Rich Dynamics of an Epidemic Model with Saturation Recovery

1Jiangsu Key Laboratory for NSLSCS, School of Mathematics, Nanjing Normal University, Nanjing 210046, China
2School of Sciences, Beijing University of Civil Engineering and Architecture, Beijing 100044, China

Received 18 January 2013; Accepted 26 March 2013

Academic Editor: Xinyu Song

Copyright © 2013 Hui Wan and Jing-an Cui. This is an open access article distributed under the Creative Commons Attribution License, which permits unrestricted use, distribution, and reproduction in any medium, provided the original work is properly cited.


A SIR epidemic model is proposed to understand the impact of limited medical resource on infectious disease transmission.
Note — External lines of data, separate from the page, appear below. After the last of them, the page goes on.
Issue #1623, opened 2026-01-26
Remove conditional question "Why has the patient NOT had an ANC visit in her first trimester?" [2h]


adamhstewart:
# Issue

This is a revert of #1520

anvmn:
@adamhstewart 

Is this only for Healthy Start, or global?

adamhstewart:
@anvmn global

PR #1628, opened 2026-01-28
Remove Late First ANC Visit reason input

anvmn:
#1623


client/src/elm/Backend/Measurement/Model.elm
```diff
@@ -657,7 +657,8 @@ type alias LastMenstrualPeriodValue =
     , prePregnancyWeight : Maybe WeightInKg
     , confident : Bool
     , notConfidentReason : Maybe LmpDateNotConfidentReason
-    , lateFirstVisitReason : Maybe LateFirstANCVisitReason
+    , -- Deprecated, but kept for backward compatibility.
+      lateFirstVisitReason : Maybe LateFirstANCVisitReason
```
AronNovak, line 666: Do we need any kind of update hook to transform existing data to the new way?

AronNovak (approved):

Issue #1471, opened 2025-05-06
Add "Measurement Cannot be Taken" Box to Weight and Height Measurements [3h]


adamhstewart:
## Issue

This is a follow-up to: https://github.com/TIP-Global-Health/eheza-app/issues/1448

Instead of making these fields optional, we should add a checkbox that says "Unable to take measurement" for weight and height fields in nutrition and SPV

In this way, users will need to go through the activity and submit a response to be brought back to the activity tray.

## Tasks
- Replace optionality for height and weight with height with a checkbox
= replace optionality in these fields in ALL environments where optionality currently exists.

anvmn:
@adamhstewart 

Deployed to:
- Nutrition env, Rwanda site
- QA env, Burundi site

PR #1653, opened 2026-02-08
"Measurement Cannot be Taken" box for Weight and Height Measurements (for CHWs at  VHW and UVL)

anvmn:
#1471

Reverts TIP-Global-Health/eheza-app#1641


anvmn:
@adamhstewart 

Deployed to:
- Nutrition env, Rwanda site
- QA env, Burundi site

anvmn (commented):
## Code Review

Overall this is a well-structured PR. The refactoring of the PHP base class (`HedleyRestfulIndividualEncounter`) to handle `$fields`, `$multiFields`, and `$dateFields` generically is a nice DRY improvement. The function renames (`encodeActivityAsString` → `activityToString`, etc.) are clean and consistent.

Below are the issues I found:

### 1. Alphabetical ordering violation in Msg types (project convention)

In `Backend/NutritionEncounter/Model.elm`, `AddSkippedForm` and `RemoveSkippedForm` are placed after `CloseNutritionEncounter`, but alphabetically they should be:
```
= AddSkippedForm SkippedForm
| CloseNutritionEncounter
| HandleUpdatedNutritionEncounter (WebData ())
| RemoveSkippedForm SkippedForm
| SaveHeight ...
```

Same issue in `Backend/WellChildEncounter/Model.elm` — `AddSkippedForm` and `RemoveSkippedForm` should come before `CloseWellChildEncounter` and `HandleUpdatedWellChildEncounter`.

The corresponding `case` branches in `Backend/NutritionEncounter/Update.elm` and `Backend/WellChildEncounter/Update.elm` should also be reordered to match.

### 2. Missing translations for `UnableToTakeMeasurement`

```elm
UnableToTakeMeasurement ->
    { english = "Unable to take measurement"
    , kinyarwanda = Nothing
    , kirundi = Nothing
    }
```

This is a user-facing string shown to CHWs. Since the app is used in Rwanda and Burundi, Kinyarwanda and Kirundi translations should be provided.

### 3. Unnecessary `RemoveSkippedForm` when saving an actual measurement

In `Pages/Nutrition/Activity/Update.elm` (`SaveHeight` and `SaveWeight` handlers) and `Pages/WellChild/Activity/Update.elm` (same handlers), when saving an actual measurement value, a `RemoveSkippedForm` message is always dispatched — even if the form was never skipped. This creates unnecessary PATCH requests to the encounter. Consider only sending `RemoveSkippedForm` when `EverySet.member SkippedHeight/SkippedWeight skippedForms` is true (same guard already used in the skip branch).

### 4. `allowEndingEncounter` simplification in WellChild may be too aggressive

In `Pages/WellChild/Encounter/Utils.elm`, the old code handled multiple cases for pending activities:
- `[ WellChildNutritionAssessment ]` → could end if mandatory nutrition tasks were done
- `[ WellChildDangerSigns, WellChildNutritionAssessment ]` → could end if both were done
- etc.

The new code removes all `WellChildNutritionAssessment` cases, so if `WellChildNutritionAssessment` is the only pending activity, the encounter can no longer end (falls to `_ -> False`). While the skip checkbox should prevent this scenario in most cases, if a CHW navigates away without checking the box, they may be unable to close the encounter — which was previously possible (for non-PediatricCare) when mandatory tasks were fulfilled.

### 5. Unused `child` parameter in `mandatoryActivitiesCompleted`

In `Pages/Nutrition/Activity/Utils.elm`:
```elm
mandatoryActivitiesCompleted currentDate zscores features child isChw assembled db =
    allMandatoryActivities isChw
        |> List.all (activityCompleted currentDate zscores features isChw assembled db)
```

The `child : Person` parameter is declared but never used. Pre-existing issue, but worth cleaning up in this PR since the function signature is already being changed.

Issue #1601, opened 2026-01-04
Review and extend Simpletest coverage


anvmn:
Sub issue of #1606

Task:

1. Review classes that `extends HedleyWebTestBase`:
- Check if tests still valid.
- Extend test coverage to include new content types (we got over 220 types).
2. Suggest new tests.

PR #1654, opened 2026-02-09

The basic reproduction number is identified. Existence and stability of equilibria are obtained under different conditions. Bifurcations, including backward bifurcation and Hopf bifurcation, are analyzed. Our results suggest that the model considering the impact of limited medical resource may exhibit vital dynamics, such as bistability and periodicity when the basic reproduction number is less than unity, which implies that the basic reproductive number itself is not enough to describe whether the disease will prevail or not and a subthreshold number is needed. It is also shown that a sufficient number of sickbeds and other medical resources are very important for disease control and eradication. Considering the costs, we provide a method to estimate a suitable treatment capacity for a disease in a region.